Saved data entries:
PR #1981, opened 2025-02-27
Add wrapper script for generator scripts

chmeliik:
As of now, we generate files with 5 different scripts. What's worse,
they only work properly if run in a specific order.

Add a wrapper script that calls all the generator scripts in the right
order.

Rework the Local Development section in the README, mention this script
there.

Also mention the script in all the workflows that check if the generated
files are up to date.

---

Also improve the generate-buildah-remote script to set GOTOOLCHAIN=auto on its own, for consistency with the generate-ta-tasks script


hack/generate-everything.sh
```diff
@@ -0,0 +1,18 @@
+#!/bin/bash
+set -o errexit -o nounset -o pipefail
+
+run_gen() {
+    echo -e "\n=== $* ===\n"
+    "$@"
+}
```
kdudka, line 7: It might be easier to set `-o xtrace`, perhaps in combination with setting `$PS4` if a custom marker is needed.

hack/generate-everything.sh
```diff
@@ -0,0 +1,18 @@
...
+# These 3 need to run in this order. Not for any logical reasons, but simply
+# because of the current state of dependence between the generated tasks
+# and the sources they are generated from.
+run_gen hack/build-manifests.sh
+run_gen hack/generate-ta-tasks.sh
+run_gen hack/generate-buildah-remote.sh
+
+run_gen hack/generate-pipelines-readme.py
+
+run_gen hack/update_renovate_json_based_on_codeowners.py -o renovate.json
```
kdudka, line 18: I am missing `hack/generate-sast-tasks.sh` in the list of scripts to run.

kdudka:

§ **Exercise**:
Give the records back in full, word for word.

§ **Exercise response**:
PR #1981, opened 2025-02-27
Add wrapper script for generator scripts

chmeliik:
As of now, we generate files with 5 different scripts. What's worse,
they only work properly if run in a specific order.

Add a wrapper script that calls all the generator scripts in the right
order.

Rework the Local Development section in the README, mention this script
there.

Also mention the script in all the workflows that check if the generated
files are up to date.

---

Also improve the generate-buildah-remote script to set GOTOOLCHAIN=auto on its own, for consistency with the generate-ta-tasks script


hack/generate-everything.sh
```diff
@@ -0,0 +1,18 @@
+#!/bin/bash
+set -o errexit -o nounset -o pipefail
+
+run_gen() {
+    echo -e "\n=== $* ===\n"
+    "$@"
+}
```
kdudka, line 7: It might be easier to set `-o xtrace`, perhaps in combination with setting `$PS4` if a custom marker is needed.

hack/generate-everything.sh
```diff
@@ -0,0 +1,18 @@
...
+# These 3 need to run in this order. Not for any logical reasons, but simply
+# because of the current state of dependence between the generated tasks
+# and the sources they are generated from.
+run_gen hack/build-manifests.sh
+run_gen hack/generate-ta-tasks.sh
+run_gen hack/generate-buildah-remote.sh
+
+run_gen hack/generate-pipelines-readme.py
+
+run_gen hack/update_renovate_json_based_on_codeowners.py -o renovate.json
```
kdudka, line 18: I am missing `hack/generate-sast-tasks.sh` in the list of scripts to run.

kdudka:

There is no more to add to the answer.